The authors reexamined reported effects of age, illumination, and stationary visible structure on the net center of pressure (COP) derived from dual, side-by-side force plates (J. Kinsella-Shaw, S. Harrison, C. Colon-Semenza, & M. Turvey, Citation2006) from the perspective of axial postural control. They questioned how left and right COP x (t), COP y (t), and vertically oriented ground reactive force, GRF z (t), coordinated during quiet standing. The Cross- recurrence Quantification (CRQ) revealed that coordination was primarily between fluctuations of similar direction, with coordination of left and right COP y (t) (anteroposterior fluctuations) dominant. CRQ also revealed that (a) illumination and structure affected the interlimb dynamics of older (M age = 72.2 ± 4.90 years) participants more than their younger (M age = 22.8 ± 0.83 years) counterparts, and (b) older participants exhibited greater interlimb entrainment (dynamical stability) in the presence of greater interlimb noise.

ACKNOWLEDGMENTS

A grant (Collaboratory for Rehabilitation Research) awarded by the Provost's Office of the University of Connecticut supported this research.

Notes

1. In simplest terms, the %Cross RECUR measure provides an estimate of the prevalence of noise in the time series. Consider that what the measure does is evaluate the number of times a system revisits the same states during a given interval. The fewer returns to previously visited states that are observed, the more states the system must have occupied over the interval of observation and the more random or noisy is its behavior. The recurrence-derived measure on Shannon entropy provides an allied index on this version of noise. In the extreme case of white noise, all possible states would be represented in the interval evaluated with an equal probability of occurrence at any time. In the context of postural control and other voluntary actions, noise of this kind can be conceived of as any trajectories observed that are not congruent with those required by the behavioral goal. In physical systems, the origins of noise are thermal. For living systems the origins of this noise ultimately resides in the metabolic processes that liberate biochemical energy sufficient to maintain viability. As these underlying processes are cyclical and operating at multiple time scales, they are correlated at multiple time scales and display fractality. In the context of movement trajectory generation, this plays out in the motor system in the interaction of baseline physiological tremor, the tonic contractile states required for dealing with gravity, and the phasic contractile states required for torque generation around joint axes that result in voluntary movement. Additionally, to the extent that information can change the scaling relations across these levels of the motor system, changes in the sensitivity of sensory detection (e.g., visual, proprioceptive, vestibular) can serve to increase the noise associated with movement generation. Shaw and Kinsella-Shaw (Citation1988) provided formal grounds for this in the context of an analysis of goal-directed behaviors.
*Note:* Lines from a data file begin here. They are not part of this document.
PR #3447, opened 2022-05-12
[Pipe 274] PySpark Functions to Identify differences in data frames

bkschmidt:
**Description:**
Pr adds Diff function for comparing Spark data frames with shared schema. 

**Technical details:**
Diff function takes two data frames with matching schema and lists of columns to compare. Returns a changes by category
.

    - [x] Backend
    - [ ] Frontend <OPTIONAL>
    - [ ] Operations <OPTIONAL>
8. [x] Jira Ticket [DEV-123](https://federal-spending-transparency.atlassian.net/browse/PIPE-274):

```
```


usaspending_api/etl/data_diff_tool.py
```diff
@@ -0,0 +1,42 @@
+from gresearch.spark.diff import *
+
+def data_diff_function(df1, df2):
+    #assumes dataframes as a delta table
+    table1 = spark.read.load(df1)
+    table2 = spark.read.load(df2)
+    return (table1.diff(table2, table1.columns).show)
```
collinwr, line 7: I'm guessing that this method makes use of the gresearch library? What does this method provide that the `diff` method below does not? Is it necessary?

usaspending_api/etl/data_diff_tool.py
```diff
@@ -0,0 +1,42 @@
...
+
+
+def diff(left: DataFrame, right: DataFrame, unique_key_col="id", compare_cols=[], collect=False):
```
collinwr, line 10: Can you add a comment to describe what this method and each of its parameters does? Check out some examples from `usaspending_api/common/helpers/sql_helpers.py`

usaspending_api/etl/data_diff_tool.py
```diff
@@ -0,0 +1,42 @@
...
+    # unique_key_col = "id"
+
+    # If compare_cols is left as an empty list, ALL columns will be compared to each other
+    # (for rows where unique_key_col values match).
+    # Otherwise, specify the columns that determine "sameness" of rows
+    # compare_cols = []
+    # compare_cols = ["value", "v2"]
```
collinwr, line 17: Looks like there are some commented out debug statements here. Can you clean lines 11-17 up to only include documentation comments?

collinwr (changes requested):
Left a few comments. Looks like this is also failing the `black` check

usaspending_api/etl/data_diff_tool.py
```diff
@@ -0,0 +1,42 @@
+from gresearch.spark.diff import *
```
kwhickey, line 1: I don't think this is needed @bkschmidt -- this code that was created to diff two dataframes using a full outer join is completely standalone, yes?

usaspending_api/etl/data_diff_tool.py
kwhickey: Concur @bkschmidt I think we remove this function. Folks can use it ad-hoc in notebooks if needed, but I'd rather not have our code having a dependency on this library being pip installed. As it stands right now, it would fail since there is no update to requirements.txt that would bring the dependent library into a development env.

usaspending_api/etl/data_diff_tool.py
kwhickey: Concur - we use the Google Python Style Guide generally. Take a look at how docstrings are used for functions and methods: https://google.github.io/styleguide/pyguide.html#383-functions-and-methods, esp _`Args`_

usaspending_api/etl/data_diff_tool.py
```diff
@@ -0,0 +1,42 @@
...
+
```
kwhickey, line 2: RE: the python module (aka the .py file name). I don't think this needs to stand alone in its own python module (file). Can you move this to the `usaspending_api/common/etl/spark.py` utilities module, as a utility that could be used in a data processing workflow?

kwhickey (changes requested):
Some changes desired:
1. Remove dependency on external library
1. Move functions into existing spark.py module
1. Use google python style docstrings
1. Also would be good to have a sample unit test that showcases use of this. Two dummy dataframes of in-memory dictionary or array data being compared and asserting the output is as expected. Could add in a new test module `usaspending_api/common/tests/unit/test_spark.py`

usaspending_api/etl/data_diff_tool.py
bkschmidt: Correct, I included the other function that uses gresearch here but given the later discussion, both that and this line should be removed.

usaspending_api/common/etl/spark.py
```diff
@@ -261,3 +261,45 @@ def merge_delta_table(spark: SparkSession, source_df: DataFrame, delta_table_nam
...
+        .join(right.withColumn("exists", lit(1)).alias("r"), left[unique_key_col] == right[unique_key_col], "fullouter")
+        .withColumn("diff", expr(compare_expr))
+    )
+    cols_to_show = ["diff"] + [f"l.{c}" for c in compare_cols] + [f"r.{c}" for c in compare_cols]
+    differences = differences.select(*cols_to_show)
+    # NOTE: .show() shows only a few rows. Call with collect=True to get ALL results, then show
+    if collect:
+        return differences.collect()
+    else:
+        differences.show(truncate=False)
```
collinwr, line 305: The return type should be consistent whether `collect` is true/false. In the current version, there is only a return when collect is true. They should either both return or show the differences. Make sure to update the documentation at the top to reflect the change.

bkschmidt: Updated to clarify

kwhickey (changes requested):
Noticed that the PR details are not filled out (High Level Description, Technical Details). Please fill those out so if this PR is ever referred back to, we can gather than context. 

image

usaspending_api/common/etl/spark.py
```diff
@@ -261,3 +261,47 @@ def merge_delta_table(spark: SparkSession, source_df: DataFrame, delta_table_nam
         WHEN NOT MATCHED THEN INSERT *
     """
     )
+
+
+def diff(left: DataFrame, right: DataFrame, unique_key_col="id", compare_cols=[], collect=False):
+    """
+    Compares two dataframes that share a schema and returns difference at a row level. 
+    Meant to be run in a databricks notebook.
```
kwhickey, line 269: Please remove this line in the comment. While it _can_ be run there, it doesn't have to be, and would actually require a fair bit of knowledge to get our code installed in a platform like that to get it to be imported and run (i.e. it's more likely someone would just copy-paste it where they want it). Also we don't want to provide code that is platforms specific if we can avoid it or suggest that the code is platform specific (this code currently is not).

usaspending_api/common/etl/spark.py
```diff
@@ -261,3 +261,47 @@ def merge_delta_table(spark: SparkSession, source_df: DataFrame, delta_table_nam
...
+    Args:
+        left: assumes a DataFrame wtih a schema that matches the right DataFrame
+        right: assumes a DataFrame wtih a schema that matches the right DataFrame
+        unique_key_col: indidcates a unique indentification column for comparison
+        compare_cols: list of columns to be compared, must exist in both left and right dataframe
+        collect: spark function to limit number of rows returned
```
kwhickey, line 275: While collect is a function on its own, here the parameter is a boolean flag indicating whether to collect the results and return those or not. Should read something more like:
```
collect (bool): flag indicating whether to simply show and print the results (if False) or to instead run the Spark ``.collect()`` function on the diff results DataFrame and return that list of ``Row`` objects
```

usaspending_api/common/etl/spark.py
kwhickey: The return type was always a bit confused on this. Maybe we just get it merged as is, and then extend/overload it. I'm thinking there should be a base `diff(...) -> DataFrame:` function, and then maybe a `diff_show(...) -> None:` and `diff_collect(...) -> List[Row]:` wrappers that "overload" the base function. 

That would allow folks that want to do further filtering on the differences to get the DataFrame and do so.

kwhickey (changes requested):
- Some docstring format/cleanup. 
- Suggestion on return type and overloading later

usaspending_api/common/etl/spark.py
bkschmidt: I'll remove the comment.

usaspending_api/common/etl/spark.py
bkschmidt: That clarifies that arg, I'll use similar language.

usaspending_api/common/etl/spark.py
```diff
@@ -261,3 +261,47 @@ def merge_delta_table(spark: SparkSession, source_df: DataFrame, delta_table_nam
...
+        If compare_cols is left as an empty list, ALL columns will be compared to each other
+        (for rows where unique_key_col values match).
+        Otherwise, specify the columns that determine "sameness" of rows
+    Returns:Row level differences based on the dataframes. If collect is called, output is returned
```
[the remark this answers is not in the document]
bkschmidt: Updated the syntax

usaspending_api/common/etl/spark.py
```diff
@@ -261,3 +261,47 @@ def merge_delta_table(spark: SparkSession, source_df: DataFrame, delta_table_nam
...
+    Meant to be run in a databricks notebook.
+    Args:
+        left: assumes a DataFrame wtih a schema that matches the right DataFrame
+        right: assumes a DataFrame wtih a schema that matches the right DataFrame
+        unique_key_col: indidcates a unique indentification column for comparison
+        compare_cols: list of columns to be compared, must exist in both left and right dataframe
+        collect: spark function to limit number of rows returned
+        If compare_cols is left as an empty list, ALL columns will be compared to each other
+        (for rows where unique_key_col values match).
+        Otherwise, specify the columns that determine "sameness" of rows
```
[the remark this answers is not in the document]
bkschmidt: Moved to the appropriate location

kwhickey (approved):
Approving after changes.

collinwr (dismissed):

collinwr (dismissed):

Briefly, some degree of movement trajectory overshoot and undershoot is always observable as the different levels of the sensory and motor systems differ in their resolving power or availability. For these reasons, the well-documented changes in sensory detection capacity that accompany aging should be accompanied by corresponding changes in noise, as evaluated under cross- recurrence quantification analysis.

2. In the present context, the cross-recurrence measures are most usefully (and conservatively) viewed as providing information about the recorded movements’ dynamics, originating in a three-way interaction among the task constraints, the mechanical properties of the body, and the contribution of the neural substrate as it supports information detection and action. RQA methods have been applied to postural fluctuation data collected from individuals with Parkinson's disease, diabetic peripheral neuropathy, and clinically significant age-related changes in sensory and motor capacities (Bonnet, Carello, & Turvey, Citation2009; Kinsella-Shaw et al., Citation2006). In the broader neurological domain, RQA has also been applied to data collected from normally developing infants, as well as individuals with cortical disease, cardiac arrhythmia, and epilepsy (Aßmann, Romano, Thiel, & Niemitz, Citation2007; Babloyantz, Citation1991; Bianciardi et al., Citation2007; Censi et al., Citation2000; Harrison, Frei, & Osorio, Citation2008). These studies suggest that recurrence quantification measures are sensitive to changes in the functional connectivity of the nervous system. Furthermore, studies of Parkinsonian postural control and work with multiple electrode array chips (designed to provide simple simulations of cerebellar circuits) suggest that RQA measures may be particularly responsive to changes in the modulatory contributions of subcortical structures (i.e., basal ganglia and cerebellum) to postural control (Gour et al., Citation2007; Novellino, & Zaldívar, Citation2010).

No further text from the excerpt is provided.